La fierté ennoblit le vaincu, la magnanimité ennoblit le vainqueur
Pourquoi suis-je en train de vous raconter tout cela? Parce que la France nous soumet à une épreuve. Ce fut là-bas une répétition générale pour notre projet ici, en Russie. Nous ne devons pas oublier deux choses : la fierté ennoblit le vaincu, la magnanimité ennoblit le vainqueur. Malheur à nous car nous oublions ces principes ici en Russie, car la Russie —dit-on— ne se laisse conquérir que par des Russes. Nos propres forces nous porteront encore à gagner la prochaine bataille, peut-être encore la suivante; nous irons plus loin, seulement si nous ne prenons rien aux peuples qui sont devant nous, mais si nous leur apporterons ce qui nous donnera la force d'aller de l'avant. Si nous ne leur faisons pas comprendre que nous sommes entrés dans ce pays comme des libérateurs et non comme des oppresseurs, comme des serviteurs de cette terre et non pas comme des dominateurs, si nous ne leur faisons pas clairement comprendre et saisir cela, eh bien, nous ne gagnerons pas cette guerre. Dans ce cas, nous ne resterons pas ici. Jusqu'ici, tout a reposé sur la puissance de nos armes, mais, bien vite, très vite même, tout reposera sur le drapeau que nous arborerons, le drapeau du droit à l'auto-détermination. Si ce drapeau parvient à annoncer et promettre à ces peuples, ce qu'ils espèrent ardemment, alors ce n'est plus nous qui porterons ce drapeau, mais il nous portera !

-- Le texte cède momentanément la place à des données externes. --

PR #429, opened 2025-11-03
Fix grafana testing comments

arturminchukov:
Comments from grafana plugin verification:
> There are a couple of inputs rendered as link values (href properties) that are not sanitized and therefore may be subject to XSS atacks:
> https://github.com/VictoriaMetrics/victorialogs-datasource/blob/v0.21.2/src/configuration/DebugSection.tsx#L88
> https://github.com/VictoriaMetrics/victorialogs-datasource/blob/v0.21.2/src/configuration/DebugSection.tsx#L51-L64
> This [gzip.NewReader](https://github.com/VictoriaMetrics/victorialogs-datasource/blob/main/pkg/plugin/datasource.go#L578) is not closed. Make sure to Close() the Reader at the end of the function.

Fixed: 
1. Urls are sanitized.
2. gzip reader is closed.
3. text filter interpolation for `*`. Removed extra escaping for `*`.

Improved:
1. error message of using variables with regexp
image

### DIFF
--- a/pkg/plugin/datasource.go
+++ b/pkg/plugin/datasource.go
@@ -575,15 +575,14 @@ func (d *Datasource) VLAPIQuery(rw http.ResponseWriter, req *http.Request) {
 	}
 	defer resp.Body.Close()
 
-	reader := io.Reader(resp.Body)
+	reader := resp.Body
 	if resp.Header.Get("Content-Encoding") == "gzip" {
-		gzipReader, err := gzip.NewReader(reader)
+		reader, err = gzip.NewReader(reader)
 		if err != nil {
 			writeError(rw, http.StatusBadRequest, fmt.Errorf("failed to create gzip reader: %w", err))
 			return
 		}
-		defer gzipReader.Close()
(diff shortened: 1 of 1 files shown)


pkg/plugin/datasource.go
```diff
@@ -573,21 +573,24 @@ func (d *Datasource) VLAPIQuery(rw http.ResponseWriter, req *http.Request) {
 			return
 		}
 	}
+	defer resp.Body.Close()
+
 	reader := io.Reader(resp.Body)
 	if resp.Header.Get("Content-Encoding") == "gzip" {
-		reader, err = gzip.NewReader(reader)
+		gzipReader, err := gzip.NewReader(reader)
```
dmitryk-dk: You do not need to reassign reader; you can just close it on line 584
it would be one line change

arturminchukov: fixed it

makasim:
Follow up PR on https://github.com/VictoriaMetrics/victorialogs-datasource/pull/412

Issue #338, opened 2025-07-16
Add Syntax highlighting and AutoCompletion to the LogsQL editor


sbordeyne:
Currently, it's quite hard to use the victorialogs datasource in grafana for a few reasons. It's hard to discover what kinds of queries you can write, and it's hard to figure out which labels are available, which operations can be piped together and so on.

In order to alleviate those issues, having auto completions and syntax highlighting might ease the pains above.

For reference, here is the MonacoQueryField reference for the loki datasource: https://github.com/grafana/grafana/blob/main/public/app/plugins/datasource/loki/components/monaco-query-field/MonacoQueryField.tsx#L104

As you can see, it has hooks for autocompletion, and hooks for custom syntax highlighting in it. As far as usage goes, it would make a world of difference to have common pipe operations proposed after a query and a pipe character, or have labels autocompleted, or encourage the use of streams in the query.

Loki's datasource also includes a Label Browser as well as a "Query Kickstarter" which gives out common queries you can use.

hagen1778:
@Loori-R @arturminchukov could you pls take a look?

chenlujjj:
+1, that's a very desired feature for users trying to move from Loki, Splunk, etc.

PR #448, opened 2025-11-15
WIP: Add query autocomplete in code builder

sbordeyne:
Related to issue #338 

I started implementation of syntax highlighting and autocompletion in the victorialogs datasource plugin.

I took the implementation from Loki's datasource as the base, and am working on gradually modifying the implementation to fit VictoriaLog's LogsQL instead of Loki's LogQL, the two are still quite similar, thus it's a good starting point.

This PR is currently a work in progress, and not ready to merge

Currently supported:

- Stream labels and value autocomplete
- Basic unpack_$parser pipe

---

**Note:** I added a few services in `compose.yaml` to add logs to VictoriaLogs for manual testing during development, if needed I can easily revert the changes from that commit.


arturminchukov:
@sbordeyne thanks for pr. Currently, there is a plan to implement the autocompletion feature on the part of VictoriaLogs. This will enable us to have the same auto-completion mechanism in both the plugin and the Victoria Logs UI, as well as support the newly added LogsQL functions. We should wait for this feature to avoid unnecessary effort costs. Will duplicate this message to the related issue to update the status.

sbordeyne:
> Not only because of the duplication of code, but also because the LogsQL parser has already been implemented on the backend, which is necessary to provide suggestions correctly. Parser could be changed in the future(e.g., adding new functions), so it will be easier and better just to maintain one place in code.

A parser is also required to provide syntax highlighting, does that mean that syntax highlighting won't come to the datasource ? I can't imagine trying to write a query and have the colors come in after a 100ms delay.

> Currently, you need to do api calls to get the fieldnames and fieldvalues

True but that can be cached on the frontend pretty easily, which is what the loki datasource does already.

Regardless, I won't challenge the decision to do autocompletion on the backend further, though what would be the ETA on that feature coming to the datasource ? Are there endpoints done already to provide completions for a partial query ? I could do the implementation on the datasource side if that would help

arturminchukov:
The autocomplete feature could be implemented using the [autocomplete API](https://github.com/VictoriaMetrics/VictoriaLogs/issues/914). But need to wait for this API. Right now, I don't have an ETA for this.

PR #5704, opened 2023-05-10
Suggestion: Change size styling for logos in the sidebar

turbochef:
## What does this PR do?

Our logo size is currently hardcoded to 28px. This causes taller logos to scale down significantly. This change allows logos to expand up to 80px in height (arbitrary size I chose).

## Demo

PB logo before:
image

PB logo after:
image

Custom logo before:
image

Custom logo after:
image

### DIFF
--- a/src/sidebar/ConnectedSidebar.module.scss
+++ b/src/sidebar/ConnectedSidebar.module.scss
@@ -45,7 +45,7 @@
 }
 
 .logo {
-  max-width: 100%;
+  max-width: 210px;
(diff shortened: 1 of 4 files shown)


BrandonPxBx:
I saw this in my email this morning. 

That pixel size is too large. Much like our icons, we need to account for square vs rectangle logos by proactively choosing the appropriate aspect ratio for the implementation. I can't think of a brand that doesn't have some square iconography and longer versions.

PR #5719, opened 2023-05-12
Split up the `factories.ts` monolith by domain

twschiller:
## What does this PR do?

- Based off of https://github.com/pixiebrix/pixiebrix-extension/pull/5674 branch
- Part of workstream to make tests faster to write
- Splits the `factories.ts` file by domain
- I just refactored via the "Move" functionality in IntelliJ and it updated the imports

## Reviewer Tips

- Review the `testUtils/factories` folder

## Discussion

- Generally matches the domains from the previous types/definitions/core split. There's some additional files where the types are in contract.ts (e.g., Database)
- Some types like CloudExtension are defined in contract.ts, but are really domain-types from the extension. Those are in their respective domains, e.g., cloudExtensionFactory is in extensionFactories

## Future Work

- Update factories to use `derive` and `extend` to clean up factories
- Review test code and add "missing" factories

## Checklist

- [x] Add tests: N/A
- [x] Designate a primary reviewer: @turbochef


johnnymetz (approved):

BLoe (approved):
Doesn't seem like much substance to actually review here in terms of logic changes and stuff, as long as all tests are still working and everything. I think the way you split things up makes sense to me at a glance. This is another one to just merge and we'll figure out any quirks over time. 👍

twschiller:
> Doesn't seem like much substance to actually review here in terms of logic changes and stuff, as long as all tests are still working and everything. I think the way you split things up makes sense to me at a glance. This is another one to just merge and we'll figure out any quirks over time.

Yep! - I didn't change any of the factories in this PR, just split them into different files. Will do follow-ups on factory improvements

PR #5743, opened 2023-05-16
#4863: content script and menu diagnostics

twschiller:
## What does this PR do?

- Part of #4863
- Adds more debug logging to awaitElementOnce
- Adds support for the contentScript visual indicator in production with `navigation-trace` feature flag
- Ensures content script is loaded before handleNavigate call 

## Checklist

- [x] Add tests

### DIFF
--- a/src/background/contentScript.ts
+++ b/src/background/contentScript.ts
@@ -142,6 +142,7 @@ export const ensureContentScript = memoizeUntilSettled(
       await pTimeout(ensureContentScriptWithoutTimeout(target, signal), {
         signal,
         milliseconds: timeoutMillis,
+        // eslint-disable-next-line @typescript-eslint/restrict-template-expressions -- known to be a number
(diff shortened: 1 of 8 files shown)


src/background/contentScript.ts
```diff
@@ -142,6 +142,7 @@ export const ensureContentScript = memoizeUntilSettled(
       await pTimeout(ensureContentScriptWithoutTimeout(target, signal), {
         signal,
         milliseconds: timeoutMillis,
+        // eslint-disable-next-line @typescript-eslint/restrict-template-expressions -- known to be a number
```
BLoe, line 145: Out of scope for this PR, but I think at some point we should add `allowNumber` and `allowBoolean` as options to this typescript rule: https://typescript-eslint.io/rules/restrict-template-expressions/#options

BLoe (approved):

Non l’expérience gauloise de César, mais l’expérience persane d’Alexandre
Nous sommes venus ici en Russie non pas pour répéter l'expérience gauloise de César, mais pour renouveler l'expérience persane d'Alexandre. Alexandre n'a jamais expulsé personne, si ce n'est le Grand Roi. Il n'a expulsé personne de sa patrie, n'a forcé personne à adopter les dieux grecs ni même la langue grecque. Il fit de la fille du roi vaincu la reine du pays conquis et de son propre pays et laissa à tous les peuples tels qu'ils étaient, ne plaça personne au-dessus d'eux et fit de toutes ces nations des alliées. Dorénavant, elles étaient fières d'appartenir au monde grec. Plus tard, même les Romains n'ont pu les vaincre. Sept cents ans après Alexandre, les Romains déplacent leur capitale de Rome à Byzance. L'impérialité romaine est ainsi devenue grecque. L'Empire romain d'Occident s'est effondré, l'Empire grec a tenu encore pendant un millénaire ! Celui qui fusionne les peuples agit sur un bien plus long terme que celui qui se borne à les soumettre. Il ne nous faut donc pas imaginer que nous allons transformer la Russie en une gigantesque Allemagne ! Nous ne pourrions jamais réaliser un tel projet. Mais faire l'Europe de l'Atlantique au Pacifique, cela, nous sommes en mesure de le faire. N'est-ce pas une tâche suffisante?
Jordis von LOHAUSEN.
(Extrait de Reiten für Russland. Gespräche im Sattel, L. Stocker Verlag, Graz, 1998, ISBN 3-7020-0831-4).